I Was a Pharrell Fangirl, Until I Met Him

Pha

When the N.E.R.D. “Rock Star” video came out, I was glued.

MTV and BET blared constantly in my room, but this song was rare. It had the typical platitudes of the hip-hop genre, but the sound was cheekier. The look was fresher. I’d never seen a guy so smooth. He jumped in skater clothes and stripe socks, and Pharrell Williams was gorgeous. I wanted to be him more than I wanted to be with him though. The song was like sticky poison. Involuntarily, my body dipped.

The anti-bully anthem gave me my first obnoxious pop music fantasy. Pharrell was doing revenge rap for the little guy in a high school gym, and he was hypnotic. What he offered was an alluring invitation. It was about turning the tables on oppressors. I blasted it enough to make my landlady curse in Italian. Repeating the words “I’m a rock star” is usually a dead giveaway you aren’t one, and I wasn’t. As an awkward people-pleaser, the closest I came to being a rock star was announcing the people who needed to get their shots on the loud speaker. But it gave me my first lick of premature adolescent swagger when I was angsty and yearning for freedom. I imagined he’d probably pick me up from school in a stolen cop car that week. Or hopefully the one after.
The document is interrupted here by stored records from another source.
PR #1097, opened 2019-12-08
feat(es-dev-server): add module dedupe option

LarsDenBakker:
This adds a `dedupe` option to go along with https://github.com/open-wc/open-wc/pull/1000. The implementation is actually identical to the rollup implementation, because we're both using the same resolve package underneath. There are some limitations I'd like to see different, but I'd rather keep both options in sync and try to fix them on rollup's side too.

TODO:
- [x] Add tests
- [x] Update docs
- [x] Figure out how to handle duplicates not in root
- [x] Figure out relative imports

### DIFF
--- a/packages/es-dev-server/src/command-line-args.js
+++ b/packages/es-dev-server/src/command-line-args.js
@@ -96,6 +96,13 @@ export const commandLineOptions = [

Pharrell was too cool. Britney Spears said he was the one who brought the sexuality out of her for “I’m a Slave 4 U.” Without him, teenage girls wouldn’t know what she looked like all sweaty in a fake gang bang at a yoga resort. He seemed too defiant for all of this, but his success was ruthless, like a drug-sniffing dog. If you look at pictures of him a dozen years apart, he looks the same. Now I find myself surrounded by the guy, his collaborations, his album, his perfume and his hat, and I’m not into it.

I interviewed him after a free live concert at the Billionaire Boys Club during one Fashion’s Night Out. The place was packed to the gills with a few hundred cagey girls desperate to buy a t-shirt so they could wait in a humid line to take photo evidence of a hug with him. He wouldn’t stay for everyone. A few of them cried.

He might have cried for Oprah, but for a lowly party reporter he was just disappointing. I had the beat of “Grindin’” tucked into my memory like a secret note with me when I flew my way past the stoic security guards in the neon-lit stairs to him. A huge white guy loomed next to him, his security guard. The year before, the police had shut down the event because of uncontrollable crowds. Pharrell looked unfazed by such concerns.

I was secretly giddy to talk to him. I had interviewed hundreds of celebrities I wasn’t excited about. I learned to peel back my theories that hilarious actors would be cool in real life. I never expected them to be as charming or winning as their onscreen personas. I get that I was hassling them. This should be fun though, I hoped. It wasn’t because I was star struck. I was curious about how he thought, and I was naïve to hope he’d be cool and smart. He was wearing khaki and he looked wiped out. That night, he was absent to the point of blandness.

I had the annoying agenda of fire poking the tired performer into talking fashion while the smell of young female lust was everywhere. His handshake was limp. I asked him what musician should do a fashion line that hasn’t. He stared blankly at me smiling long enough for the screaming girls to start liking jazz.

Finally, he answered, “Julian Casablancas He’s got good taste. He can dress.” Done, an editor would snatch a famous person talking about another famous person quickly. Still, he was willing to answer my questions because I knew what I was talking about.

I made him laugh, but he was detached and immature. When I asked him about how men should pick out clothes, he thought about this for exactly one full minute, and with spacey eyes, delivered this Mr. Rogers answer:

“You gotta think about how you feel in the morning and what you’re doing and what the weather is like.”

“LAST QUESTION,” his huge white bodyguard, boomed. I ignored him and so did Pharrell, who looked like he would have been at home at a nursing home in a rocker.

“What did you think about today when you got dressed?” Another solid one-minute interval of reflection.

“I can’t tell you,” his words slurred, a cocky smirk appearing.

Why not?

“It’s dirty.”

It turned out, he wasn’t that interesting, and I felt stupid for wanting him to be. I may have played it cool because I was there on official business asking him about his complex fashion decision-making process, but I wasn’t too different from those girls. I was a fan. They just put it out there. I hope they weren’t expecting him to be an ounce as cool as he seemed though.